Approximately 17.4 million common units were purchased by institutions and other large investors and the remaining 10.2 million common units were acquired by PAA on substantially similar terms. Proceeds to PNG totaled $800 million, which funded the $750 million purchase price and associated transaction cost.
The excess proceeds will ultimately be used to fund the next 18 months or so of expansion capital at Southern Pines, but were initially used to pay down the balance on PNG's revolving credit facility. Included on Slide 19 is a condensed capitalization for PNG as reported at December 31, 2010, and as adjusted to give effect so the Southern Pines acquisition and PNG's financing activities completed yesterday.

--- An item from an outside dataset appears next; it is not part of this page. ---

PR #100, opened 2021-04-16
[oauth] Implement OAuth-related library and QML components. Contributes to: OMP#JOLLA-58 JB#53788

chriadam:


chriadam:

Before I move on to guidance, I want to point out that PAA's fourth quarter and full year reported results included a $35 million equity compensation expense associated with our year-end determination that a $4 annualized distribution is now probable. The potential for this expense was discussed in our November 3, 2010, guidance 8-K, but was not included in the tabular guidance forecast, since we have not yet reached a probability determination for the $4 distribution level.

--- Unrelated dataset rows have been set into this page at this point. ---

PR #101, opened 2021-04-20
Add scaffolding for doc generation

llewelld:
Currently just adds some scaffolding to be populated with the documentation.

### DIFF
--- a/doc/index.qdoc
+++ b/doc/index.qdoc
@@ -1,0 +1,78 @@
+/****************************************************************************************
+**
+** Copyright (c) 2021 Open Mobile Platform LLC
+** All rights reserved.
+**
+****************************************************************************************/
+
+/*!
+\page index.html
+\title Sailfish WebView
+
+The Sailfish WebView provides a straightforward and flexible way for you
+to introduce access to Web pages and websites into your applciation.
+
+The WebView component utilises the Sailfish OS browser engine, built using
+Mozilla gecko.
+
+\section1 Using Sailfish WebView
+
+Currently you have to explicitly link against qtmozembed-qt5 at build time, to
+avoid a symbol issue which leads to a crash:
+
+\code
+CONFIG += link_pkgconfig
+PKGCONFIG += qt5embedwidget
+\endcode
+
+\section2 C++ API
+
+The C++ API consists of the following classes:
+
+\list
+\li the \l{SailfishOS::WebEngine}{WebEngine} class
+\li the \l{SailfishOS::WebEngineSettings}{WebEngineSettings} class
+\endlist
+
+\section2 QML API
+
+The QML API is provided through the Sailfish.WebView import namespace
+
+The QML types exposed in the QML API are as follows:
+
+\list
+\li \l{WebView}
+\li \l{WebViewFlickable}
+\li \l{WebViewPage}
+\li \l{RawWebView}
+\endlist
+
+\section1 Example
+
+The following examples demonstrates how the WebView component can be integrated into an existing application's QML code.
+
+Example:
+
+\code
+import QtQuick 2.0
+import Sailfish.Silica 1.0
+import Sailfish.WebView 1.0
+
+ApplicationWindow {
+    id: root
+    initialPage: Component {
+        Page {
+            id: page
+            WebView {
+                anchors.fill: parent
+                active: true
+                url: "http://www.sailfishos.org"
+            }
+        }
+    }
+}
+\endcode
+
+
+
+*/
--- a/doc/sailfish-webview.cpp
+++ b/doc/sailfish-webview.cpp
@@ -1,0 +1,31 @@
+namespace SailfishOS {
+namespace WebView {
+}
+}
+
+/*!
+  \module SailfishWebView
+*/
+
+/*!
+  \namespace SailfishOS
+  \inmodule SailfishWebView
+  \brief This namespace provides various APIs to interact with the Sailfish OS system.
+*/
+
+using namespace SailfishOS;
+
+/*!
+  \namespace WebView
+  \inmodule SailfishWebView
+  \brief This namespace provides components for displaying in-app web content.
+*/
+
+/*!
+\qmlmodule Sailfish.WebEngine 1.0
+\title Sailfish.WebEngine QML Types
+This module includes the following types:
+\generatelist{qmltypesbymodule Sailfish.WebEngine}
+*/
+
+using namespace SailfishOS::WebView;
--- a/doc/sailfish-webview.qdocconf
+++ b/doc/sailfish-webview.qdocconf
@@ -1,0 +1,56 @@
+project         = Sailfish WebView
+description     = Sailfish Webview Reference Documentation
+versionsym      =
+version         = 1.0.0
+url             = https://github.com/sailfishos/sailfish-webview/
+
+sourcedirs += $$PWD/../lib $$PWD/../import $$PWD/../doc
+headerdirs += $$PWD/../lib $$PWD/../import
+#exampledirs += $$PWD/../examples
+
+outputformats = HTML
+outputdir = $$PWD/../doc/html
+base = file:$$PWD/../doc/html
+tagfile = $$PWD/../doc/html/sailfishos-webview.tags
+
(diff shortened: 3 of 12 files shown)


doc/sailfish-webview.cpp
```diff
@@ -0,0 +1,31 @@
+namespace SailfishOS {
+namespace WebView {
+}
+}
+
+/*!
+  \module SailfishOAuth
```
chriadam, line 7: typo

lib/webengine.h
```diff
@@ -16,8 +16,19 @@
...
 #include <qmozcontext.h>
 
+/*!
+  \module SailfishWebView
+*/
+
+
 namespace SailfishOS {
 
+/*!
```
chriadam, line 26: Qt style prefers docs in .cpp rather than .h to avoid cluttering .h

doc/index.qdoc
```diff
@@ -0,0 +1,79 @@
...
+CONFIG += link_pkgconfig
+PKGCONFIG += qt5embedwidget
+\endcode
+
+\section2 C++ API
+
+The C++ API consists of the following classes:
+
+\list
+\li the \l{SailfishOS}{WebEngine} class
```
chriadam, line 33: I think these two links might be incorrectly formatted, although I might be wrong

doc/sailfish-webview.cpp
llewelld: Thanks; fixed, plus a couple of others as well.

lib/webengine.h
llewelld: Thanks, I've shifted this to the cpp. As an aside, I've always found it a bit strange that the docs are in the implementation rather than the header file.

doc/index.qdoc
llewelld: I've amended this.

doc/index.qdoc
```diff
@@ -0,0 +1,79 @@
...
+\endcode
+
+\section2 C++ API
+
+The C++ API consists of the following classes:
+
+\list
+\li the \l{SailfishOS::WebEngine}{WebEngine} class
+\li the \l{SailfishOS::WebEngineSettings}{WebEngineSettings} class
+\li the \l{SailfishOS::WebEngineUtils::DownloadHelper}{DownloadHelper} class
```
rainemak, line 35: Let's mark this one as \internal on the docs. It shouldn't really be exposed from the API.

doc/index.qdoc
```diff
@@ -0,0 +1,79 @@
...
+import Sailfish.WebView 1.0
+
+ApplicationWindow {
+    id: root
+    initialPage: Component {
+        Page {
+            id: page
+            WebView {
+                anchors.fill: parent
+                active: true
```
rainemak, line 69: Wondering should we revisit default value state for the WebView i.e. active: true by default.

doc/sailfish-webview.qdocconf
```diff
@@ -0,0 +1,56 @@
+project         = Sailfish OS WebView Component
+description     = Sailfish OS Webview Component Reference Documentation
```
rainemak, line 2: Sailfish WebView Component

rainemak: Similar to Sailfish Silica and Sailfish Pickers for instance.

doc/sailfish-webview.qdocconf
```diff
@@ -0,0 +1,56 @@
...
+qhp.projects = SailfishWebView
+
+qhp.SailfishWebView.file = sailfish-webview.qhp
+qhp.SailfishWebView.namespace = org.sailfishos.wevview.1.0.0
+qhp.SailfishWebView.virtualFolder = sailfishos-webview
+qhp.SailfishWebView.indexTitle = Sailfish OS WebView Component
+qhp.SailfishWebVoew.indexRoot =
+
+qhp.SailfishWebView.filterAttributes = sailfishos-webview 1.0.0
+qhp.SailfishWebView.customFilters.SailfishWebView.name = Sailfish OS WebView 1.0.0
```
rainemak, line 28: Extra OS as well

lib/webengine.cpp
```diff
@@ -16,7 +16,27 @@
...
-void SailfishOS::WebEngine::initialize(const QString &profilePath)
+/*!
+  \class SailfishOS::WebEngine
+  \brief Provides access to the Web engine context.
+  \inmodule SailfishWebView
+
+  Singleton class which provides access to the Web engine context.
+*/
+
+namespace SailfishOS {
```
rainemak, line 27: No no... Sailfish

rainemak: Shit why on earth this was like this at the first place.

doc/index.qdoc
llewelld: Removed from the list and marked as internal.

doc/index.qdoc
llewelld: That would seem to make sense.

doc/sailfish-webview.qdocconf
llewelld: Thanks; I've updated all instances to reflect this.

doc/sailfish-webview.qdocconf
llewelld: Thanks; fixed.

lib/webengine.cpp
llewelld: I can go through and change all instances, but it will affect the library C++ API, which I know is in use by external projects.

rainemak: Let's keep this in mind and consider a bit later. I'm quite confident that we just need to break this. Good thing is that it's simple to fix if it's used.

doc/index.qdoc
```diff
@@ -0,0 +1,78 @@
+/****************************************************************************************
+**
+** Copyright (C) 2021 Open Mobile Platform LLC
+** All rights reserved.
+**
+****************************************************************************************/
+
+/*!
+\page index.html
+\title Sailfish WebView Component
```
rainemak, line 10: I'd actually drop that "Component" as well.

doc/index.qdoc
rainemak: Please file a task under JB#53778 and let's fix the default value for sailfish-components-webview side.

rpm/sailfish-components-webview.spec
```diff
@@ -66,21 +66,30 @@ Requires:  %{name} = %{version}
...
-Summary:    Sailfish OS WebEngine development files
+Summary:    Sailfish WebEngine development files
 Requires:   %{name} = %{version}-%{release}
 
 %description devel
 Development package which provides libsailfishwebengine
 
 %package tests
-Summary:    Sailfish OS WebView / WebEngine tests
+Summary:    Sailfish WebView / WebEngine tests
```
rainemak, line 76: If you want do some additional cleanup, removing "Group:" from the spec would be a nice plus. Not mandatory though.

See:
https://sailfishos.org/wiki/Software_Packaging

doc/index.qdoc
llewelld: Filed as JB#54001.

doc/index.qdoc
llewelld: Have done so.

rpm/sailfish-components-webview.spec
llewelld: Have also done so.

rainemak (approved):

doc/index.qdoc
rainemak: Thanks

doc/index.qdoc
```diff
@@ -0,0 +1,78 @@
+/****************************************************************************************
+**
+** Copyright (C) 2021 Open Mobile Platform LLC
```
atatarov, line 3:
```suggestion
** Copyright (c) 2021 Open Mobile Platform LLC
```
And same for others, @rainemak what do you think?

llewelld: Thanks, that's a good point. I've fixed this (at least for the files this PR touches).

atatarov (approved):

When PAA's general partner grants equity awards, the vesting requirements include both a minimum service period, as well as a performance threshold associated with future distribution levels. As required by GAAP, we accrue compensation expense only for awards that contain performance thresholds that are considered to be probable of occurring.
When we increase our probability assessment regarding future distribution levels, we are required to accrue an expense for the completed portion of the service period. The current period charge is larger than normal as most of these grants date back to 2006 and 2007, and the value of PAA's units have increased approximately 30% from when the grants were made.

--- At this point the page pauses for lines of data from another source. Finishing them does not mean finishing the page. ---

PR #105, opened 2021-04-29
[sailfish-webview] Multiple alert fix. Fixes JB#51913

mkenttala:


import/popups/PopupOpener.qml
```diff
@@ -78,19 +80,13 @@ Timer {
         var winId = data.winId
         switch (topic) {
         case "embed:alert": {
```
rainemak, line 82: Can this get called more than 2 times? Should there be a queue of data objects received from the embedlite?

import/popups/PopupOpener.qml
```diff
@@ -189,6 +185,31 @@ Timer {
...
+                    "winId": data.winId,
+                    "checkvalue": dialog.checkboxValue
+                })
+            })
+        })
+    }
+
+    // Handle pagestack busy change
+    function busyChanged() {
+        if (!pageStack.busy) {
```
rainemak, line 207:
```suggestion
        if (!pageStack.busy && root.alertData) {
```

import/popups/PopupOpener.qml
```diff
@@ -42,6 +42,8 @@ Timer {
         anchor: Notice.Center
     }
 
+    property var alertData
```
rainemak, line 45: Worth creating new tasks to fix confirm and prompt as well as those should be similarly broken. Should checked at least.

import/popups/PopupOpener.qml
mkenttala: This won't be called simultaneously so no queue needed. Fix is only needed to wait for the previous dialog/page to fully close.

import/popups/PopupOpener.qml
mkenttala: Will check

import/popups/PopupOpener.qml
```diff
@@ -189,6 +154,127 @@ Timer {
...
+                    "accepted": false,
+                    "checkvalue": dialog.checkboxValue
+                })
+            })
+        })
+    }
+
+    // Open login dialog
+    function login(data) {
+        var obj = pageStack.animatorPush(Qt.resolvedUrl("PasswordManagerDialog.qml"), {
```
rainemak, line 228:
```suggestion
        pageStack.animatorPush(Qt.resolvedUrl("PasswordManagerDialog.qml"), {
```

rainemak: Please add also testcase for https://github.com/sailfishos/sailfish-browser/blob/next/tests/manual/testwebprompts.html. Simple testcase function that requests few alerts, prompts, and confirms.

rainemak (approved):
Reviewing and testing. Please add manual testcase that runs alerts, confirms, and prompts in row (sailfish-browser).

rainemak:
@atatarov @okodron review as well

Of the $35 million equity compensation expense related to the $4 performance threshold, approximately $25 million is associated with equity-based awards, and we expect that the majority will be settled with PAA common units or Class B units in our general partner. As a result, this amount, which excludes the portion attributable to our cash plan, is added back to adjusted EBITDA and adjusted net income as their selected item impacting comparability.
Approximately $18 million of this amount is represented by PAA common units. Once the performance threshold is achieved, the applicable PAA common units are included in the determination of fully diluted units outstanding.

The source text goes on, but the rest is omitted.